Synaptic vesicle exo- and endocytosis and synaptic vesicle reformation
A major focus of the lab has been the dissection of the mechanisms of presynaptic membrane retrieval and synaptic vesicle reformation (Figure 1). This has resulted in several major discoveries. We found that at physiological temperature SV internalization occurs on several time scales, from less than a second to several seconds and is mediated by dynamin, BAR domain proteins, and the actomyosin cytoskeleton and the activity of actin-nucleating formins such as mDia1 (Soykan et al., Neuron 2017) (Figure 2b). Surprisingly, this pathway of SV membrane endocytosis is independent of clathrin and its major adaptor protein 2 (AP-2), key essential proteins in clathrin-mediated endocytosis in non-neuronal cells. Clathrin/AP-2 instead appear to operate predominantly at internal endosome-like vacuoles to regenerate synaptic vesicles but, is dispensable for compensatory membrane retrieval. Loss of AP-2 in vivo causes the accumulation of endosome-like vacuoles and a depletion of synaptic vesicles, resulting in severely impaired neurotransmission and postnatal lethality (Figure 3).
These experimental results together with theoretical modelling provide a conceptual framework for how synapses capitalize on clathrin-independent membrane retrieval via dynamin/ F-actin and clathrin/ AP-2-mediated SV reformation from endosome-like vacuoles to maintain excitability over a broad range of stimulation frequencies (Kononenko et al., Neuron 2014; Kononenko & Haucke, Neuron 2015) (Figure 4). Consistent with this, we found that mutation of AP-2 causes developmental and epileptic encephalopathy in humans (Helbig et al., Am. J. Hum. Genet. 2019). Our studies highlight the importance of proper AP-2 function for SV recycling (Lopez-Hernandez et al., eLife 2022) and excitatory/ inhibitory balance in the central nervous system.

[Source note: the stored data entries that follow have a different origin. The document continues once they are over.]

PR #143, opened 2022-08-06
Add e2e docker compose test

ra0x3:
### Description
- This is an end-to-end test of the indexer service using a reproducible environment. 
- This PR does a few things
  - Simplifies the `simple-native` example (just removing code)
    - Also updates the `simple-native` `fuels` crates to `0.15` (that's the version we use everywhere else, not sure why it was `0.16`)
  - Adds a `composable-indexer` crate in `tests/e2e` that contains:
    - A fuel node
    - A simple web api (this is a  stand in for any web app -- e.g., SwaySwap)
    - An indexer project `composable-indexer-lib` with a WASM module
      - This is what users would build
  - Updates the `deployment/Dockerfile` with `rustc 1.62` as well as a `tzinfo` package
  - Manually reverts `anyhow` from `1.0.60` to `1.0.53` (doesn't build on stable)
  - Updates CI actions to use `toolchain: 1.62` from `toolchain: stable` (stable now 1.63)

### Testing steps
- [ ] Pull down the PR
- [ ] Build images and docker-compose up `bash tests/e2e/composable-indexer/compose-up.bash` (go grab some ☕)
- [ ] Simulate an event `curl -X POST http://0.0.0.0:8000/ping`
- [ ] Verify the event was indexed:

```bash
curl -X POST http://0.0.0.0:29987/graph/composability_test \
   -H 'content-type: application/json' \
   -d '{"query": "query { message { id ping pong message }}", "params": "b"}' \
   | json_pp
```

Should output

```json
[
   {
      "id" : 1,
      "message" : "6161616173646673646661736466736466616173646673646661736466736466",
      "ping" : 123,
      "pong" : 456
   }
]
```


ra0x3:
@tjsharp1 Got some questions for you on this one.
- I managed to get this working, but if you look at [my handler function](https://github.com/FuelLabs/fuel-indexer/pull/143/files#diff-68ebc2b8ace5c49a51241a885de1e93e3c51dc5f1b4bd934a75fc2c13e2a27ebR14) I'm just creating new data in the function -- not passing the data from the Fuel client (due to some issues I was having) 👎 
- Some issues I'm having:

> Issue 1: If I add a `str[]` type to my smart contract, I get those WASM issues I was discussing with you earlier
  - I went back and double checked that my ABI-JSON and my contract were correct
  - For whatever reason, WASM panicked on my `str[4]` field (I've since changed that field)
  - As you mentioned [this line](https://github.com/FuelLabs/fuel-indexer/blob/d09cd342362577c73b441e9297952472d117cab0/fuel-indexer-macros/src/handler.rs#L31) could be the culprit but I didn't debug that far

> Issue 2. I get a Postgres error when I try to save the `id` field from my `ping` event as is. 
  - After inspecting the `INSERT` statement, for whatever reason the `id` field that the `function_one` handler gets is a _really_ big integer.
  - It seems that [this ID set in the smart contract](https://github.com/FuelLabs/fuel-indexer/pull/143/files#diff-7e5da5219180357b52554785c235e951bbfbb02155a42b81fac656551611c5cdR23) is being read as the integer `10428267242562419082` which is obviously too big
    - Could this be an endianess issue? 

If you pull down this PR I wrote some pretty thorough reproduction steps [in this README](https://github.com/FuelLabs/fuel-indexer/pull/143/files#diff-db77e085991f0288be91da0d0bc86db14c186d983be45c5912068a19232c0f8eR1) that you can follow. Curious to see if these issues affect you as well. 

I planned to add the dockercompose element after I get these issues sorted out -- so you don't have to run each service individually

PR #176, opened 2022-08-28
Adding remote dispatch for fuel indexer deployment

rfuelsh:
This will automatically deploy fuel indexer to the EKS when a master build is ongoing


ra0x3 (approved):
utAck :shipit:

PR #178, opened 2022-08-29
Send block data to indexer

tjsharp1:
Still have some tests to fix up, but opening the draft now, in case people want to start looking at it.

### DIFF
--- a/fuel-indexer/src/executor.rs
+++ b/fuel-indexer/src/executor.rs
@@ -54,11 +54,7 @@ pub struct NativeIndexExecutor {
 }
 
 impl NativeIndexExecutor {
-    pub async fn new(
-        db_conn: &str,
-        manifest: Manifest,
-        path: String,
-    ) -> IndexerResult<Self> {
+    pub async fn new(db_conn: &str, manifest: Manifest, path: String) -> IndexerResult<Self> {
         let db = Arc::new(Mutex::new(
             Database::new(db_conn)
                 .await


fuel-indexer/src/manifest.rs
```diff
@@ -8,24 +7,29 @@ use std::{fs::File, io::Read};
 pub struct Manifest {
     pub namespace: String,
     pub graphql_schema: String,
-    pub wasm_module: Option<String>,
+    pub module: Module,
     pub start_block: Option<u64>,
-    pub handlers: Vec<Handle>,
     pub test_events: Option<Vec<Event>>,
+    pub indexer_port: Option<u16>,
```
ra0x3, line 13: Can we not use `IndexerConfig` for this?

fuel-indexer/src/service.rs
```diff
@@ -204,103 +186,81 @@ impl IndexerService {
...
-                    }
-                })
-                .await;
+                let result = executor.handle_events(block_info).await;
 
                 if let Err(e) = result {
-                    error!("Indexer executor failed {e:?}");
+                    error!("Indexer executor failed {e:?}, retrying.");
+                    sleep(Duration::from_secs(5)).await;
+                    retry_count += 1;
```
ra0x3, line 249: https://github.com/FuelLabs/fuel-indexer/issues/194

ra0x3 (changes requested):
@tjsharp1 

- Thanks for this 🙏 
- Obviously it's a really big/impactful API change so left a few more comments than usual
  - Mainly some questions 
- I pulled this down to test, and managed to get the `simple-native` example working (but had to change it to use WASM cause native wasn't working -- which is fine)
- Still trying to get the E2E test working

tests/e2e/composable-indexer/composable-indexer-lib/src/lib.rs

We have identified specific endocytic adaptors for SV protein sorting such as stonin 2, AP180, and CALM that control the fidelity of SV protein sorting (Kononenko et al., Proc. Natl. Acad. Sci.USA 2013; Koo et al.,Neuron 2015). Moreover, we have unravelled mechanisms that couple vesicle exocytosis and recycling. For example, we have found that loss of the endocytic proteins AP-2 or intersectin 1 in mice causes selective defects in fast neurotransmitter release that may be related to the clearance of release sites for neurotransmitter rather than defects in presynaptic membrane retrieval (Jung, Maritzen et al., EMBO J. 2015, Sakaba et al., Proc. Natl. Acad. Sci. USA 2013., Jaepel et al., Cell Reports 2020).
Finally, we analyse how axonal and presynaptic components turnover. We have uncovered a surprising function of neuronal autophagy in the the control of the axonal endoplasmic reticulum (ER) and, thereby, in calcium-regulated neurotransmission (Kuijpers et al., Neuron 2021). Present studies aim at addressing the mechanisms and components that regulate axonal ER-phagy in central nervous system neurons. These studies are of importance for the development of novel strategies to combat neurodegeneration and aging-associated memory decline.